-------- Data for the task

PR #3134, opened 2022-09-14
feat(svc): add workflow_plans.list endpoint

Panaetius:
activity list endpoint

/deploy #persist

### DIFF
--- a/renku/core/workflow/plan.py
+++ b/renku/core/workflow/plan.py
@@ -19,8 +19,9 @@
 
 import itertools
 from datetime import datetime
+from functools import lru_cache
 from pathlib import Path
-from typing import Dict, Generator, List, Optional, Union, cast
+from typing import Dict, Generator, List, Optional, Set, Tuple, Union, cast, overload
 
 from renku.command.command_builder import inject
 from renku.command.format.workflow import WORKFLOW_FORMATS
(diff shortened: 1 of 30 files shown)


renku/core/workflow/plan.py
```diff
@@ -644,3 +684,90 @@ def get_composite_plans_by_child(plan: AbstractPlan, plan_gateway: IPlanGateway)
     composites_containing_child = [c for c in composites if {p.id for p in c.plans}.intersection(derivatives)]
 
     return composites_containing_child
+
+
+@inject.autoparams("activity_gateway", "plan_gateway")
+def get_active_plans(activity_gateway: IActivityGateway, plan_gateway: IPlanGateway) -> List[AbstractPlan]:
+    """Get all plans that are active in the project.
+
+    Active means not deleted and with at least one of the used/created files existing.
```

----------------

◆ **Exercise**
Give again, word for word, every line of the listing above from the one with "-from typing import" to the one with "from renku.command.format.workflow import", both inclusive, and nothing beyond them.

◆ **Answer space**
-from typing import Dict, Generator, List, Optional, Union, cast
+from typing import Dict, Generator, List, Optional, Set, Tuple, Union, cast, overload
 
 from renku.command.command_builder import inject
 from renku.command.format.workflow import WORKFLOW_FORMATS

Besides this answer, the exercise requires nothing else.